A new report called “Making Digital Learning Work” (authored by Arizona University and the Boston Consulting Group) summarizes case studies on “digital learning” efforts taking place at Arizona State University, Georgia State University, Houston Community College, the Kentucky Community and Technical College System, Rio Salado Community College, and the University of Central Florida.
Higher Ed futurist and commentator Bryan Alexander had a good take on the report. If you don’t have time to read the whole report(or just the executive summary), Bryan’s piece is more informative than what follows from me, and I’ll not duplicate his expert read, which I largely agree with.
I have 2 of my own responses:
The meanings and definitions of words and concepts in the report shift around in ways I find pretty questionable.
There’s a lot of good and potentially information here, but unfortunately, much of the information is obscured by the inconsistent use of various terms and names. The same term can be variously used to describe a student, a software product, an academic program, an individual course, or a major institutional initiative. Now, part of this confused verbiage comes from this report being comprised of case studies of 6 different schools, most of which have multiple initiatives going on at once.
Unfortunately, I’m also concerned that this confusion is being fostered deliberately in order to make positive findings about specific applications or contexts seem more all-encompassing or broader in impact.
For example: In almost every part of the report, the term mixed-modality is used to refer to an individual course that offers a mix of online and face-to-face elements.
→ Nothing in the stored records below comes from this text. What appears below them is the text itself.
PR #541, opened 2020-12-23
util: Support getting MR ID from branch name

fmuellner:
If no MR ID is specified on the command line, the mr subcommands fall
back to looking for a MR associated with the current branch. Extend
that behavior to also try a branch name specified on the command line,
as branch names are usually easier to remember than MR numbers.

### DIFF
--- a/cmd/mr_edit.go
+++ b/cmd/mr_edit.go
@@ -22,36 +22,27 @@ var mrEditCmd = &cobra.Command{
 	Long:    ``,
 	Example: `lab MR edit <id>                                # update MR via $EDITOR
 lab MR update <id>                              # same as above
+lab MR update <branch-name>                     # same, but get MR ID from local branch
 lab MR edit <id> -m "new title"                 # update title
 lab MR edit <id> -m "new title" -m "new desc"   # update title & description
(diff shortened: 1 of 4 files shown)


prarit:
Ah this was on my list of TODOs :)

Then, midway through the report, under the heading “Mixed-modality learners experienced improved retention and graduation rates.” studies showing that students who take a mix of fully online and in-person classes sometimes do better than students taking only in-person classes are discussed. Findings like these “further reinforces the value of mixed-modality models.” In this subtle drift of the usage of the term mixed-modality from “course” to “learner,” the positive messaging around a specific usage is seemingly rhetorically stretched to all usages.
Conversely, I noted instances where positive results from large-scale or holistic initiatives are used to bolster more limited (but similarly-named) applications. I noticed this particularly around the term “adaptive,” where the successes of large-scale course and curricular re-designs (referred to as “adaptive courses”) that incorporated adaptive courseware as well as major learning space and enrollment changes were used almost-but-not-quite interchangeably with discussions of the courseware specifically.
The report views the harvesting and exploitation of student data as a near-universal good.
There’s obviously much that can be gained by exploring the data that students produce; but in a post-Cambridge Analytica world, we can’t pretend that this is a morally neutral act anymore.
I’m moved to contrast this report with a recent Chronicle of Higher Ed piece by Chris Gilliard, a professor of English at Macomb Community College: How Ed Tech Is Exploiting Students. I found Gilliard’s whole piece very convincing, and the final lines particularly powerful: “When we draft students into education technologies and enlist their labor without their consent or even their ability to choose, we enact a pedagogy of extraction and exploitation. It’s time to stop.”